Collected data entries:
PR #43, opened 2022-02-04
Esp32 support

sh0rez:
This library already works really well on the embedded [ESP32](http://esp32.net/) SOC, but that platform being 32-bit means we cannot use `AtomicU32`.

This PR adds `xtensa` to the list of 32-bit architectures, so that it compiles.
It also implements `Atomic` for `f32`, so that Gauges become usable.

IMHO we really should use https://github.com/rust-lang/rust/issues/32976 once available, but that is for another day.


mxinden (commented):
Thanks for providing a patch!

Would you mind adding a changelog entry? Something along the lines of:

```
## [0.15.2] - unreleased

### Added

- Support for `f32` `Gauge` and `Counter`. See [PR xx].
- Support for `xtensa` architecture. See [PR xx].

```

And bump the patch version in `Cargo.toml`?

Also does Rust support cross compilation for `xtensa`? If so, want to add it to the matrix in our CI config?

- **Task to carry out**
A verbatim copy of every entry is required.

- **Written answer**
PR #43, opened 2022-02-04
Esp32 support

sh0rez:
This library already works really well on the embedded [ESP32](http://esp32.net/) SOC, but that platform being 32-bit means we cannot use `AtomicU32`.

This PR adds `xtensa` to the list of 32-bit architectures, so that it compiles.
It also implements `Atomic` for `f32`, so that Gauges become usable.

IMHO we really should use https://github.com/rust-lang/rust/issues/32976 once available, but that is for another day.


mxinden (commented):
Thanks for providing a patch!

Would you mind adding a changelog entry? Something along the lines of:

```
## [0.15.2] - unreleased

### Added

- Support for `f32` `Gauge` and `Counter`. See [PR xx].
- Support for `xtensa` architecture. See [PR xx].

```

And bump the patch version in `Cargo.toml`?

Also does Rust support cross compilation for `xtensa`? If so, want to add it to the matrix in our CI config?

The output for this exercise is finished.